PR #1352, opened 2025-12-10
Fix NVML tests for machines with more than one device

mdboom:
## Description

As @rwgk discovered, all of the tests using the `for_all_devices` fixture fail with `fixture function has more than one 'yield'`.  I didn't realize that wasn't allowed.  This changes the fixture to just yield the whole list of devices.


mdboom:
Good idea.

> I'd try to give that as a prompt to Cursor. Good chance it'll "just do it".

I did one of these, and VSCode/Copilot was able to infer the rest.

PR #1353, opened 2025-12-10
Add new NVML APIs in CTK 13.1

mdboom:


cuda_bindings/cuda/bindings/_nvml.pyx
leofang, line 1: The diff for this file is confusing. I expect to see a ton of added lines and no other changes or removals. But the diff is nontrivial to me. What is happening...?

mdboom: AFAICT, types are being emitted in a different order. Since an `AUTO_LOWPP_CLASS` has a lot of common boilerplate, the diff algorithm is getting confused.  Looking closely, I don't see anything that has been removed.  Maybe we should sort the types before generating them to prevent this in the future?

◇ ◇ ◇ ◇ ◇

Retype, exactly and with nothing added, the lines of the material above from the first through the one that contains "cuda_bindings/cuda/bindings/_nvml.pyx".

PR #1352, opened 2025-12-10
Fix NVML tests for machines with more than one device

mdboom:
## Description

As @rwgk discovered, all of the tests using the `for_all_devices` fixture fail with `fixture function has more than one 'yield'`.  I didn't realize that wasn't allowed.  This changes the fixture to just yield the whole list of devices.


mdboom:
Good idea.

> I'd try to give that as a prompt to Cursor. Good chance it'll "just do it".

I did one of these, and VSCode/Copilot was able to infer the rest.

PR #1353, opened 2025-12-10
Add new NVML APIs in CTK 13.1

mdboom:


cuda_bindings/cuda/bindings/_nvml.pyx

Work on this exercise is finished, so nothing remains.